WHAT YOU ARE ASKED TO DO: Copy each line of the data that has "BaseModel" in it.

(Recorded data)
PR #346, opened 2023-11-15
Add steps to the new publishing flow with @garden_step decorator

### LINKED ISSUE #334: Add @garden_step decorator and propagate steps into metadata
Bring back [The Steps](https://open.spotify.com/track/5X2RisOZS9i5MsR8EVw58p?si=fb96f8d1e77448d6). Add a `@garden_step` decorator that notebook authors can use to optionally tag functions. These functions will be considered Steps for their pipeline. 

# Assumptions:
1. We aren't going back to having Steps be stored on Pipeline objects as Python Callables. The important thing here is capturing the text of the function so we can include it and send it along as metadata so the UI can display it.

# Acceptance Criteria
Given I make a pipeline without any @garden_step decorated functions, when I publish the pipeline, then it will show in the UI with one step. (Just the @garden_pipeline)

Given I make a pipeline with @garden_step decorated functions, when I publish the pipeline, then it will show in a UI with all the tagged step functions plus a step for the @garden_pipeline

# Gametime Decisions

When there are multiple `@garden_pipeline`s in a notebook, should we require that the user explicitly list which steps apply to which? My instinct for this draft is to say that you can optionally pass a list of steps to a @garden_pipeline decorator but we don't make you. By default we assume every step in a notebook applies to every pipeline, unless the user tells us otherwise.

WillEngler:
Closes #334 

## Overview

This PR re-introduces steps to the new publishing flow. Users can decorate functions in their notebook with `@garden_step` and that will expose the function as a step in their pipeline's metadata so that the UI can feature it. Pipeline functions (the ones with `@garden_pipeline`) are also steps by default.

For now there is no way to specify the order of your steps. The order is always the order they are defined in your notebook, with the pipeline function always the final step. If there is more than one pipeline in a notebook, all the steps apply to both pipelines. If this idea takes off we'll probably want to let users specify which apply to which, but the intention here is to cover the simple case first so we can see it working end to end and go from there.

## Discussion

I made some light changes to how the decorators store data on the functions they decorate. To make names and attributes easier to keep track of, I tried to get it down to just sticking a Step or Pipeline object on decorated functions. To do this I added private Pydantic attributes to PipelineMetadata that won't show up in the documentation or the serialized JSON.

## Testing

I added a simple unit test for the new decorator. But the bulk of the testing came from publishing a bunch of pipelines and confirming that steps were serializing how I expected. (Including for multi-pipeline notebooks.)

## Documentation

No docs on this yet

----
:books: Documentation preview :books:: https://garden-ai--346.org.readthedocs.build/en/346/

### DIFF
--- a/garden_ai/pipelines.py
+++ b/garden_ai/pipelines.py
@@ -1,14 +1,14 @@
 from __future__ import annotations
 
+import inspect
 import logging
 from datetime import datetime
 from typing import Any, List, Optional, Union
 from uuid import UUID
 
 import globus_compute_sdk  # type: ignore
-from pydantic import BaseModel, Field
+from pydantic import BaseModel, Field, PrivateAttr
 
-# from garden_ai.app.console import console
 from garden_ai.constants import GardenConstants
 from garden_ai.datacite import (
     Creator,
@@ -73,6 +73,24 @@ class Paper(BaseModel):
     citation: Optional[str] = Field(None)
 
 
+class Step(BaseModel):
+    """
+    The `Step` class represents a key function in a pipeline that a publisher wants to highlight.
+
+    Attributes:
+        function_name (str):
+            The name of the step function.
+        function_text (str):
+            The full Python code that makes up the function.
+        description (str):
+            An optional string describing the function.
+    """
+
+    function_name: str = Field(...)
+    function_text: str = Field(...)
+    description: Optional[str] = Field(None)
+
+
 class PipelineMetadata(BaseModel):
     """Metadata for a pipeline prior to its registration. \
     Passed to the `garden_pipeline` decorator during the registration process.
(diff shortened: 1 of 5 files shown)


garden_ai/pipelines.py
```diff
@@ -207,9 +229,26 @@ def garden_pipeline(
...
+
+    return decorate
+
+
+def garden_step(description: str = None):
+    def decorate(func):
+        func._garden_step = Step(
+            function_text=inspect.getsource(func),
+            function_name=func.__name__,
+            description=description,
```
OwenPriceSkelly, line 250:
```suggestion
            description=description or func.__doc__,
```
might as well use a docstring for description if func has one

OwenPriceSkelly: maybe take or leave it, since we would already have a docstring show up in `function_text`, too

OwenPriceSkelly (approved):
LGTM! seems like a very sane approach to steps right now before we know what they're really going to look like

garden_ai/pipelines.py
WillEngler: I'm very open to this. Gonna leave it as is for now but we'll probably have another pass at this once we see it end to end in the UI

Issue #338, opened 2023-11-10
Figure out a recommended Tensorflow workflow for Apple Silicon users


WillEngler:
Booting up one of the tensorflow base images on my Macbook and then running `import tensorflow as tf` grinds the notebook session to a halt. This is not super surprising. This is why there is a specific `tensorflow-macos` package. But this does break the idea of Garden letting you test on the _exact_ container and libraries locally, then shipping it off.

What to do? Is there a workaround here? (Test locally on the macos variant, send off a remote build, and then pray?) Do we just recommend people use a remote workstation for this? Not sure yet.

EXERCISE RESULT:
-from pydantic import BaseModel, Field
+from pydantic import BaseModel, Field, PrivateAttr
@@ -73,6 +73,24 @@ class Paper(BaseModel):
+class Step(BaseModel):
 class PipelineMetadata(BaseModel):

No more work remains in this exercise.